# Dura-Ace Di2 Shifters with Ultegra Derailleurs?



## stunzeed (Jul 27, 2007)

Considering switching over to Di2 but prefer the feel of the Dura-ace Shifters over the Ultegra. Is it possible to run DA shifters with the Ultegra front and rear derailleurs?


----------



## MMsRepBike (Apr 1, 2014)

Yes. As long as they're not the 7970 ones, those don't work with anything else. 9070 is all good.

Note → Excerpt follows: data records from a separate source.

Issue #827, opened 2017-05-01
Tests for standalone reading/writing semantic dbs under JVM/JS


xeno-by:
Creating a note for myself in order not to forget to do this.

olafurpg:
We have such tests now in https://github.com/scalameta/scalameta/blob/f7463f78227e092b5dab0a05667733b0a2b23952/scalameta/tests/shared/src/test/scala/scala/meta/tests/CrossPlatformSemanticSuite.scala writing + reading in JVM and reading only in JS

PR #854, opened 2017-05-11
fix #777

### LINKED ISSUE #777: Semantic DB is not portable

xeno-by:
/cc @stuhood

### DIFF
--- a/scalahost/nsc/src/main/scala/scala/meta/internal/scalahost/ScalahostPipeline.scala
+++ b/scalahost/nsc/src/main/scala/scala/meta/internal/scalahost/ScalahostPipeline.scala
@@ -4,8 +4,10 @@ package scalahost
 import java.io._
 import java.net.URI
 import scala.collection.mutable
+import scala.compat.Platform.EOL
 import scala.tools.nsc.Phase
 import scala.tools.nsc.plugins.PluginComponent
+import scala.util.control.NonFatal
 import scala.{meta => m}
 import scala.meta.io._
 import scala.meta.internal.semantic.DatabaseOps
@@ -41,9 +43,18 @@ trait ScalahostPipeline extends DatabaseOps { self: ScalahostPlugin =>
       implicit class XtensionURI(uri: URI) { def toFile: File = new File(uri) }
 
       override def apply(unit: g.CompilationUnit): Unit = {
-        if (!unit.source.file.name.endsWith(".scala")) return
-        val mminidb = m.Database(List(unit.source.toInput -> unit.toAttributes))
-        mminidb.save(outputClasspath, assumedSourcepath)
+        try {
+          if (!unit.source.file.name.endsWith(".scala")) return
+          val mminidb = m.Database(List(unit.source.toInput -> unit.toAttributes))
+          mminidb.save(outputClasspath, assumedSourcepath)
+        } catch {
+          case NonFatal(ex) =>
+            val msg = new StringWriter()
+            val path = unit.source.file.path
+            msg.write(s"failed to generate semanticdb for $path:$EOL")
+            ex.printStackTrace(new PrintWriter(msg))
+            global.reporter.error(g.NoPosition, msg.toString)
+        }
       }
 
       override def run(): Unit = {
--- a/scalahost/sbt/src/main/scala/scala/meta/scalahost/sbt/ScalahostSbtPlugin.scala
+++ b/scalahost/sbt/src/main/scala/scala/meta/scalahost/sbt/ScalahostSbtPlugin.scala
@@ -60,10 +60,7 @@ object ScalahostSbtPlugin extends AutoPlugin {
     javaOptions ++= {
       if (scalametaDependencies.value.isEmpty) Nil
       else {
-        val sourcepath =
-          scalahostSourcepath.value
-            .flatMap(_.map(_.getAbsolutePath))
-            .mkString(java.io.File.pathSeparator)
+        val sourcepath = sys.props("user.dir")
         val classpath =
           scalahostClasspath.value
             .flatMap(_.files.map(_.getAbsolutePath))
@@ -136,8 +133,6 @@ object ScalahostSbtPlugin extends AutoPlugin {
     ScopeFilter(inProjects(scalametaDependencies.value.map(x => LocalProject(x.project)): _*),
                 inConfigurations(Compile, Test, IntegrationTest))
   }
-  private val scalahostSourcepath: Def.Initialize[Seq[Seq[File]]] =
-    Def.settingDyn(sourceDirectories.all(scalahostAggregateFilter.value))
   private val scalahostClasspath: Def.Initialize[Task[Seq[Classpath]]] =
     Def.taskDyn(fullClasspath.all(scalahostAggregateFilter.value))
 }
--- a/scalameta/semantic/shared/src/main/scala/scala/meta/internal/semantic/Meta.scala
+++ b/scalameta/semantic/shared/src/main/scala/scala/meta/internal/semantic/Meta.scala
@@ -14,7 +14,7 @@ import scala.meta.inputs.{Input => mInput, Position => mPosition, Point => mPoin
 
 package object meta {
   implicit class XtensionDatabaseSchema(mdatabase: m.Database) {
-    def toSchema: s.Database = {
+    def toSchema(sourcepath: Sourcepath): s.Database = {
       val sentries = mdatabase.entries.map {
         case (minput, m.Attributes(mdialect, mnames, mmessages, mdenots, msugars)) =>
           object mDialect {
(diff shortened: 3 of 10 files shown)


xeno-by:
@olafurpg I'll finish with fat semantic databases tomorrow.

scalameta/semantic/shared/src/main/scala/scala/meta/internal/semantic/Meta.scala
```diff
@@ -0,0 +1,82 @@
...
+package internal
+package semantic
+
+import java.nio.charset.Charset
+import org.scalameta.data._
+import scala.{Seq => _}
+import scala.collection.immutable.Seq
+import scala.meta.io._
+import scala.meta.internal.semantic.{schema => s}
+import scala.meta.{semantic => m}
```
olafurpg: Can we try to use consistent names? I thought `m` was `meta`.

scalameta/semantic/shared/src/main/scala/scala/meta/internal/semantic/Meta.scala
```diff
@@ -0,0 +1,82 @@
...
+import scala.meta.{Dialect => mDialect}
```
olafurpg: What's the motivation for this rename? This gets shadowed by the `mDialect` extractor below.

scalameta/semantic/shared/src/main/scala/scala/meta/internal/semantic/Meta.scala
```diff
@@ -0,0 +1,82 @@
...
+        case (minput, m.Attributes(mdialect, mnames, mmessages, mdenots, msugars)) =>
+          object mDialect {
+            def unapply(mdialect: mDialect): Option[String] = {
+              val isStandard = scala.meta.Dialect.standards.exists(_._2 == mdialect)
+              if (isStandard) Some(mdialect.toString) else None
+            }
+          }
+          object mPosition {
+            def unapply(mpos: mPosition): Option[s.Range] = mpos match {
+              case scala.meta.inputs.Position.Range(`minput`, mPoint.Offset(_, sstart), mPoint.Offset(_, send)) => Some(s.Range(sstart, send))
```
olafurpg: Position is fully qualified here but imported as `mPosition`. Why the difference?

scalameta/semantic/shared/src/main/scala/scala/meta/internal/semantic/Meta.scala
```diff
@@ -0,0 +1,82 @@
...
+import scala.meta.inputs.{Input => mInput, Position => mPosition, Point => mPoint}
+
+package object meta {
+  implicit class XtensionDatabaseSchema(mdatabase: m.Database) {
+    def toSchema(sourcepath: Sourcepath): s.Database = {
+      val sentries = mdatabase.entries.map {
+        case (minput, m.Attributes(mdialect, mnames, mmessages, mdenots, msugars)) =>
+          object mDialect {
+            def unapply(mdialect: mDialect): Option[String] = {
+              val isStandard = scala.meta.Dialect.standards.exists(_._2 == mdialect)
```
olafurpg: I'm not sure I like this `mdialect` vs. `mDialect` trick, took me a while to spot.

scalameta/semantic/shared/src/main/scala/scala/meta/internal/semantic/Meta.scala
```diff
@@ -0,0 +1,82 @@
...
+              case m.Denotation(sflags, sname, sinfo) => Some(s.Denotation(sflags, sname, sinfo))
+              case _ => None
+            }
+          }
+          val spath = minput match {
+            case mInput.File(path, charset) if charset == Charset.forName("UTF-8") => sourcepath.relativize(path.toURI).getOrElse(sys.error(s"can't find $path in $sourcepath"))
+            case other => sys.error(s"bad database: unsupported input $other")
+          }
+          val sdialect = mdialect match {
+            case mDialect(sdialect) => sdialect
```
olafurpg: Could we do something like `m.Dialect.standards.find(_.name == mdialect).getOrElse(sys.error)`? This whole extractor business is not helping readability IMO.

scalameta/semantic/shared/src/main/scala/scala/meta/internal/semantic/Meta.scala
olafurpg: PS, here is how this line looks in the review UI

screen shot 2017-05-11 at 10 40 45

Please try to keep lines ~100 chars

scalameta/semantic/shared/src/main/scala/scala/meta/internal/semantic/Meta.scala
olafurpg: Aah, is it to get the `object mDialect { def unapply(dialect: mDialect) }` sync between the extractor and the parameter type names? If so, then I'm not sure it's worth it.

scalameta/semantic/shared/src/main/scala/scala/meta/internal/semantic/Meta.scala
xeno-by: It is. But in this project, we don't yet have an umbrella `package object meta extends Everything`.

scalameta/semantic/shared/src/main/scala/scala/meta/internal/semantic/Meta.scala
xeno-by: Fixed.

scalameta/semantic/shared/src/main/scala/scala/meta/internal/semantic/Meta.scala
xeno-by: Fixed.

scalameta/semantic/shared/src/main/scala/scala/meta/internal/semantic/Meta.scala
xeno-by: Fixed.

scalameta/semantic/shared/src/main/scala/scala/meta/internal/semantic/Meta.scala
xeno-by: Fixed.

xeno-by:
@olafurpg The tests are now passing. `scalahostSbt` again ended up being super useful thanks to its integration tests of the semanticdb workflow. I suggest we postpone non-integration tests till https://github.com/scalameta/scalameta/issues/827.

scalahost/sbt/src/main/scala/scala/meta/scalahost/sbt/ScalahostSbtPlugin.scala
```diff
@@ -60,10 +60,7 @@ object ScalahostSbtPlugin extends AutoPlugin {
     javaOptions ++= {
       if (scalametaDependencies.value.isEmpty) Nil
       else {
-        val sourcepath =
-          scalahostSourcepath.value
-            .flatMap(_.map(_.getAbsolutePath))
-            .mkString(java.io.File.pathSeparator)
+        val sourcepath = sys.props("user.dir")
```
olafurpg: We may hit on performance issues in `Fragment.deep/find` with this sourcepath. For example, in the scalafmt/scalameta repos `target/` often contains (tens of) thousands of files from testkit.

scalameta/semantic/shared/src/main/scala/scala/meta/internal/semantic/Meta.scala
olafurpg: 👍

scalameta/semantic/shared/src/main/scala/scala/meta/internal/semantic/Meta.scala
olafurpg: 👍

scalahost/nsc/src/main/scala/scala/meta/internal/scalahost/ScalahostPipeline.scala
```diff
@@ -41,9 +43,18 @@ trait ScalahostPipeline extends DatabaseOps { self: ScalahostPlugin =>
...
-        mminidb.save(outputClasspath, assumedSourcepath)
+        try {
+          if (!unit.source.file.name.endsWith(".scala")) return
+          val mminidb = m.Database(List(unit.source.toInput -> unit.toAttributes))
+          mminidb.save(outputClasspath, assumedSourcepath)
+        } catch {
+          case NonFatal(ex) =>
+            val msg = new StringWriter()
+            val path = unit.source.file.path
+            msg.write(s"failed to generate semanticdb for $path:$EOL")
```
olafurpg: Nice!

scalahost/sbt/src/main/scala/scala/meta/scalahost/sbt/ScalahostSbtPlugin.scala
xeno-by: We can definitely improve the implementations on deep and find if the need arises. At the moment, they are intentionally very naive in order to focus the development effort.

You might change your mind about Di2 though, might want to feel the Ultegra ones first. There's no shifting happening, just button pressing and as far as I know they're the same shape. There's a big difference in mechanical levers to me but that vanishes with me on Di2.


----------



## stunzeed (Jul 27, 2007)

I didn't have a chance to have them side by side so was going off memory. Why would I change my mind about Di2?


----------



## MMsRepBike (Apr 1, 2014)

I just meant the Di2 levers, not the system overall. The system is wonderful. But the Di2 levers are not the same as the mechanical ones and to me the gap between them is much smaller on Di2, that's what I was trying to say.


----------



## Cinelli 82220 (Dec 2, 2010)

Mechanical Dura Ace is nicer than mechanical Ultegra.
Dura Ace and Ultegra Di2 are almost identical.


----------



## Migen21 (Oct 28, 2014)

Cinelli 82220 said:


> Mechanical Dura Ace is nicer than mechanical Ultegra.
> Dura Ace and Ultegra Di2 are almost identical.


I can't disagree with this, with one very minor exception. The Dura-Ace Di2 shifters do have a slightly smaller profile, and might be more comfortable in smaller hands. 

That said, there is absolutely no way you could justify the expense of DA Di2 over Ultegra Di2.


----------



## goodboyr (Apr 19, 2006)

The one benefit is the hidden buttons that control garmins.


----------



## FeltF75rider (Feb 10, 2012)

Garmin remote is like $50 and can be placed on the inside surface of hood, just as easy as the hidden buttons which cost how much more than Ultegra levers with out. The levers are just that brake levers with shift buttons. I would think the Dura Ace premium would have more value in the derailleurs.


----------